Pero en esta nueva guerra las circunstancias habían cambiado, y bajo el liderazgo de Martí se incrementó notoriamente la conciencia independentista de los criollos y del pueblo llano, creándose núcleos de conspiración en las principales ciudades. Además, los grandes oligarcas industriales de la metrópoli eran, en ese momento, más proclives a la independencia de la isla. Finalmente, la presencia norteamericana en la isla se fue paulatinamente ampliando, en mor de la Doctrina Monroe, con el claro objetivo final de anexionar o adquirir la isla. De este modo, Martínez Campos fue presionado por amplios sectores del gobierno y de la prensa para resolver rápidamente la situación, pero su concepto humanitario de la gestión del conflicto fue inviable y las críticas peninsulares lo desacreditaron y acabaron con su mandato.
En enero de 1896 se hizo cargo del mando, como Capitán General de Cuba, Valeriano Weyler y Nicolau (1838-1930), marqués de Tenerife y duque de Rubí, quien, haciendo gala de su cruel fama, efectuó una draconiana represión, reinstaló el sistema de las trochas y consiguió efectistas victorias con un número de bajas muy elevado. Su política de reconcentración supuso la creación de numerosos campos de concentración en los que se recluyó a la población rural para evitar su apoyo a los insurrectos, campos en los que perdieron la vida unos 100.000 cubanos debido al hambre y las enfermedades (Figura 9).
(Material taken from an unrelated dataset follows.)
Issue #191, opened 2020-06-22
Investigate using Generic Host Builder for DI and config loading


boarnoah:
.NET Core has generic [Host Builders](https://docs.microsoft.com/en-us/dotnet/api/microsoft.extensions.hosting.ihostbuilder?view=dotnet-plat-ext-3.1) which adds support for config loading and DI in the same way as ASP.NET Core (i.e using ConfigureServices).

Cajal tuvo conocimiento directo de estos hechos a través de supervivientes cubanos emigrados a Estados Unidos, con motivo de su visita a Nueva York en 1899, invitado a impartir unas conferencias en el décimo aniversario de la fundación de la Universidad de Clark (Worcester). Dada su afinidad por los naturales de la isla, recababa su conversación cuando los encontraba en diversas tiendas e instalaciones neoyorkinas y recoge como todos le refirieron las enormes crueldades de la política de las reconcentraciones, lo cual, intuía el científico, contribuyó a la negativa imagen de España en Estados Unidos: “Huelga notar que las lamentaciones de tantos millares de prófugos, pregonando y agravando hasta lo inverosímil la vieja leyenda anglosajona de la crueldad española, crearon en los Estados Unidos un estado emocional, que fue hábilmente explotado por los laborantes cubanos y por el partido imperialista o intervencionista”.13
Las continuas críticas norteamericanas, que amplificaron la impopularidad internacional de España, y de los partidos liberales españoles hicieron inviable la continuación de Weyler en el cargo hasta más allá del verano de 1897, en que Práxedes Mateo Sagasta y Escolar (1825-1903) lo sustituyó por Ramón Blanco y Erenas (1833-1906), marqués de Peña Plata. Portador de un régimen de gran autonomía para las Antillas, que incluía un Parlamento insular con dos cámaras y un sistema de autogobierno con amplios poderes, aunque bajo la autoridad del Gobernador General de la isla, éste ya no satisfizo a nadie. Su blando carácter en el atajo de la situación desembocaría en graves alteraciones del orden público en La Habana a principios de 1898. Con ese pretexto, el cónsul norteamericano en la capital cubana, general William Henry Fitzhugh Lee (1837-1905), cuyo exacerbado odio a los españoles era patente, exigió la presencia en la zona del buque de guerra Maine (Figura 10) para garantizar “la vida y propiedades de los ciudadanos norteamericanos”. La posterior explosión y hundimiento del acorazado Maine en la bahía de La Habana, en un atentado de falsa bandera, justificaría la declaración de guerra por parte del presidente William McKinley (1843-1901), antesala del desastre colonial.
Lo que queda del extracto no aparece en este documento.